(Data items)

PR #401, opened 2023-11-29
Migrate to sitrep mechanism for T5X and PAXML MGMN tests

### LINKED ISSUE #235: Add sitrep generation for the T5X MGMN tests workflow

### LINKED ISSUE #236: Add sitrep generation for the PAX MGMN tests workflow

### LINKED ISSUE #399: Improve badge reporting for upstream MGMN tests
Currently, the MGMN badges report "n/a" if any test fails:

image

This is because the `_test_{pax,t5x}.yaml` workflow has a "failure" status if any one of the tests fail. See https://github.com/NVIDIA/JAX-Toolbox/blob/main/.github/workflows/nightly-t5x-test-mgmn.yaml#L79 as an example

Instead of this, we should update the logic to summarize the number of tests that fail, regardless of `_test_*.yaml`'s result.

YOUR GOAL: Beginning at the first line above, repeat exactly until the line containing "### LINKED ISSUE #236: Add", which is included.

EXERCISE OUTPUT:
PR #401, opened 2023-11-29
Migrate to sitrep mechanism for T5X and PAXML MGMN tests

### LINKED ISSUE #235: Add sitrep generation for the T5X MGMN tests workflow

### LINKED ISSUE #236: Add sitrep generation for the PAX MGMN tests workflow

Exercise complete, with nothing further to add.